The alert came across my phone from The New York Times: “Jim Brown died at 87. An acclaimed football player, actor, and civil rights activist, he was accused of domestic violence.” It was a lot to take in. I had spent four years writing a book about his life called Jim Brown: Last Man Standing, from which much of this article stems. As part of that project, I stayed at Brown’s house in the West Hollywood Hills for a week, and despite his age and health, it was difficult to imagine him ever dying. The Times alert showcased a fool’s errand in its attempt to drill his life down to 20 words. Here he is being called a civil rights activist when he opposed much of the politics and many of the methods and tactics of the civil rights movement. He derided civil rights marches as “parades” in the 1950s and then again in 2016. That was when he engaged in an ugly, public feud with Representative John Lewis, whom Brown condemned for questioning Trump’s legitimacy. By that time, Brown supported Trump, a position that I argued made sense given his politics, which were both consistent and complicated. Brown supported Richard Nixon in 1968 and spoke at Huey Newton’s funeral in 1989. What is not complicated is his treatment of women. Again, to break that down to only “was accused of domestic violence” does both the history and the survivors an injustice. Brown’s life calls for more than genuflection or dismissal; it demands study.

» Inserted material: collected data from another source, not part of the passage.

PR #5841, opened 2023-02-03
Containerapp - Add CLI changes for sticky sessions ingress 

tdaroly:
---

### General Guidelines

For new extensions:

### About Extension Publish


yonzhan:
Containerapp

tdaroly:
Lets NOT merge this PR yet, there are a few discussions regarding api version's we would like to get done first. With that being said we would appreciate the necessary approvals.

zhoxing-ms:
Could you add some tests for this PR?

src/containerapp/azext_containerapp/custom.py
```diff
@@ -2162,6 +2162,46 @@ def show_ip_restrictions(cmd, name, resource_group_name):
...
+    except:
+        pass
+
+    if not containerapp_def:
+        raise ResourceNotFoundError("The containerapp '{}' does not exist".format(name))
+
+    try:
+        return containerapp_def["properties"]["configuration"]["ingress"]
+    except Exception as e:
+        raise ValidationError("Ingress must be enabled to enable sticky sessions. Try running `az containerapp ingress -h` for more info.") from e
```
p-bouchon, line 2202: you should handle_raw_exception(e) and check for ingress being enabled seperately

src/containerapp/HISTORY.rst
```diff
@@ -5,6 +5,7 @@ Release History
 0.3.26
 +++++++
 * 'az containerapp exec': fix bugs for consumption workload based environment
+* Add CLI support for ingress sticky-sessions'
```
anandanthony, line 8: would it be better to add the exact command group that we have added for ingress sticky sessions here? 'containerapp ingress sticky-sessions'

src/containerapp/azext_containerapp/_help.py
```diff
@@ -778,6 +778,32 @@
           az containerapp ingress access-restriction list -n MyContainerapp -g MyResourceGroup
 """
 
+helps['containerapp ingress sticky-sessions'] = """
+    type: group
+    short-summary: Commands to set Sticky affinity for a container app .
```
anandanthony, line 783: NIT: remove space before .

src/containerapp/azext_containerapp/_models.py
```diff
@@ -131,6 +131,10 @@
     "latestRevision": False
 }
 
+StickySessions = {
```
anandanthony, line 134: do we need to define this model explicitly here? Can't it be used like 'ipSecurityRestrictions' that does not need to be added separately here, we just have a mapping to it in the sdk_models.py.

src/containerapp/azext_containerapp/custom.py
```diff
@@ -2162,6 +2162,46 @@ def show_ip_restrictions(cmd, name, resource_group_name):
         return []
 
 
+def set_ingress_sticky_session(cmd, name, resource_group_name, affinity, no_wait=False):
+    _validate_subscription_registered(cmd, CONTAINER_APPS_RP)
```
anandanthony, line 2166: do we need validation here? We would add sticky sessions to a Container App, which means that the sub would already have a validated subscription?

src/containerapp/HISTORY.rst
p-bouchon: also I believe this should be added in an Upcoming section instead of under the 0.3.26 notes

src/containerapp/azext_containerapp/custom.py
tdaroly: no but it is a good idea to have it anyways

src/containerapp/azext_containerapp/_models.py
tdaroly: that was my reasoning as well but there is a `TrafficWeight` model in the same file `_models.py` as well hence i added StickySession struct

src/containerapp/HISTORY.rst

Football is the closest thing we have in this country to a national religion, albeit a religion built on a foundation of crippled apostles and disposable martyrs. In this brutal church, Jim Brown was the closest thing to a warrior-saint. Brown was both statistically and according to awed eyewitnesses perhaps the greatest football player to ever take the field. At six-foot-three and 230 pounds, running a sub-four-and-a-half-second 40-yard dash, he was like a 21st-century Terminator sent back in time to destroy 1950s and ’60s linebackers. In the gospel of football, defensive demons like Dick Butkus or Lawrence Taylor have carried some of that fearful mystique: transforming their opponents into quivering balls of gelatin. But on offense, the all-time great skill players have inspired adulation but never physical fear. On that side of the line of scrimmage, the list of true intimidators began and ended with Jim Brown.

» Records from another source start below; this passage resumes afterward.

PR #5867, opened 2023-02-08
[devcenter] Add devcenter extension

am-lim:
---

### Related command

az devcenter

### General Guidelines

For new extensions:

### About Extension Publish


yonzhan:
devcenter

kairu-ms:
Hi @am-lim, Thanks to onborading your extension to azure-cli. I found the code are generated by `autorest.az` which is not maintained. Could use [aaz-dev-tools](https://github.com/Azure/aaz-dev-tools) to generate azure-cli commands? Thanks.

am-lim:
Hi @kairu-ms, could we check in these commands using autorest for this API version? Currently, our service is in public preview and we would like to make this available to customers. We will soon have our GA API version finalized and will use aaz-dev-tools to generate this API.

linter_exclusions.yml
```diff
@@ -623,6 +623,26 @@ desktopvirtualization workspace update:
     application_group_references:
       rule_exclusions:
       - option_length_too_long
+devcenter admin catalog update:
+  parameters:
+    dev_center_name:
+      rule_exclusions:
+      - no_parameter_defaults_for_update_commands
```
kairu-ms, line 630: Why do you need to use default value for update commands?

src/devcenter/azext_devcenter/generated/_params.py
```diff
@@ -0,0 +1,730 @@
...
+from azext_devcenter.action import (
+    AddGitHub,
+    AddImageReference,
+    AddSku
+)
+
+
+def load_arguments(self, _):
+
+    with self.argument_context('devcenter dev-center list') as c:
```
kairu-ms, line 36: Why the command name contains double devcenter?

kairu-ms:
> Hi @kairu-ms, could we check in these commands using autorest for this API version? Currently, our service is in public preview and we would like to make this available to customers. We will soon have our GA API version finalized and will use aaz-dev-tools to generate the GA API.

Hi @am-lim, I found you copy the generated folder into manual and change code here instead of creating configuration in autorest.az to achieve the modification. That is not the recommended way to use autorest.az. But we know the pain point that autorest.az is hard to config. That is the reason we developed  aaz-dev-tools for azure-cli developers. You can have a try. I've reviewed your code. Most of the commands can be easily generated by using aaz-dev-tools. And I think the migration of your extension from autorest.az to aaz-dev-tools can be done in less than 3 days for the new user. 

Another two reasons to use aaz-dev-tools are that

The statistics that define his time in football are still without equal. Brown played nine years and finished with eight rushing titles, a level of consistent greatness no one has come close to matching. He was the only player to average 100 yards rushing per game over an entire career, getting five yards with every carry. Then there was the most impressive number of all: zero. That was the number of games Brown missed over his nine years in the league. It would be an achievement for a place kicker. But it was especially remarkable given the ungodly workload Brown maintained and the constant punishment he took, touching the ball for roughly 60 percent of all of the Cleveland Browns’ offensive plays.

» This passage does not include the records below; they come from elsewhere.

PR #5891, opened 2023-02-17
Fix app create help text - it wraps incorrectly

duglin:
Fixes: https://github.com/microsoft/azure-container-apps/issues/496 by splitting one help text option item into two.

Even with this I think the help text probably still starts too far to the right but with this PR it's at least better than today (21 chars wide).

---

### Related command
az conainerapp create

### General Guidelines


yonzhan:
containerapp

duglin:
@anthonychu @yonzhan any chance of this one getting in?  No idea why this is taking so long

src/containerapp/azext_containerapp/_params.py
```diff
@@ -85,7 +85,8 @@ def load_arguments(self, _):
         c.argument('max_replicas', type=int, help="The maximum number of replicas.")
         c.argument('scale_rule_name', options_list=['--scale-rule-name', '--srn'], help="The name of the scale rule.")
         c.argument('scale_rule_type', options_list=['--scale-rule-type', '--srt'], help="The type of the scale rule. Default: http.")
-        c.argument('scale_rule_http_concurrency', type=int, options_list=['--scale-rule-http-concurrency', '--srhc', '--srtc', '--scale-rule-tcp-concurrency'], help="The maximum number of concurrent requests before scale out. Only supported for http and tcp scale rules.")
+        c.argument('scale_rule_http_concurrency', type=int, options_list=['--scale-rule-http-concurrency', '--srhc'], help="The maximum number of concurrent http requests before scale out.")
+        c.argument('scale_rule_tcp_concurrency', type=int, options_list=['--scale-rule-tcp-concurrency', '--srtc'], help="The maximum number of concurrent tcp requests before scale out.")
```
zhoxing-ms, line 89: The newly added parameter `scale_rule_tcp_concurrency` should also have logic similar to `scale_rule_http_concurrency` in the custom method

duglin:
@yonzhan can you help me see what the errors are? Clicking on the "Details" doesn't show me anything interesting.

src/containerapp/azext_containerapp/custom.py
```diff
@@ -516,6 +517,9 @@ def create_containerapp(cmd,
         if scale_rule_http_concurrency:
             if scale_rule_type in ('http', 'tcp'):
                 curr_metadata["concurrentRequests"] = str(scale_rule_http_concurrency)
+        if scale_rule_tcp_concurrency:
+            if scale_rule_type in ('http', 'tcp'):
+                curr_metadata["concurrentRequests"] = str(scale_rule_tcp_concurrency)
```
zhoxing-ms, line 522: 1. Why can parameter `--scale-rule-tcp-concurrency` be passed in as `scale_rule_type==http`?
2. When both `--scale-rule-tcp-concurrency` and `--scale-rule-http-concurrency` parameters are passed in simultaneously, `--scale-rule-tcp-concurrency` will overwrite `--scale-rule-http-concurrency`. Is this expected?

zhoxing-ms: If `scale_rule_http_concurrency` and `scale_rule_tcp_concurrency` are essentially the same property on server side, it is recommended to use a more general new parameter `--scale-rule-concurrency` and deprecate the original parameter `--scale-rule-http-concurrency`. Otherwise, using two different parameters to set the same property can easily confuse customers

bri4tub: I'm going to close this issue and someone else can open up a new one to deal with it.
I was hoping it was a simple text change but clearly it's not and it requires someone who understand the code to make the change. @anthonychu maybe you can find someone to work on this because right now the help text is totally unusable for someone (like me) who has an 80 column window.

bri4tub:
Apparently I can't close the PR. Can one of you do it for me?

duglin:
Sorry - I was logged in with the wrong ID before. I'll close it now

But Brown was also more than an athlete even when he was an athlete. He was in many respects the first modern superstar, again as if arriving from the future. In an era before strong sports unions, he organized his locker room to stand up to management on issues great and small, never giving an inch and earning a derisive nickname from team executives, “the locker room lawyer.” Fifteen years years before Tommie Smith and John Carlos raised their fists for Black athletes at the 1968 Mexico City Olympics, Brown was the one who refused to be treated as a second-class citizen because of the color of his skin. In the time before Muhammad Ali “shook up the world” by joining the Nation of Islam and refusing to fight in the Vietnam War, it was Brown whom Ali turned to for advice and support.
Brown was the first player to use an agent. He was the first superstar to successfully demand that a coach be fired and that released teammates be immediately un-released. He was the first athlete to ever willingly quit his sport in his prime, because his “manhood” was more important to him than enduring the disrespect of management. He was the first Black athlete to be bigger than the league itself. When players like LeBron James have leveraged their own stardom to assert their will on the direction of their teams and their leagues, it all traces back to Brown.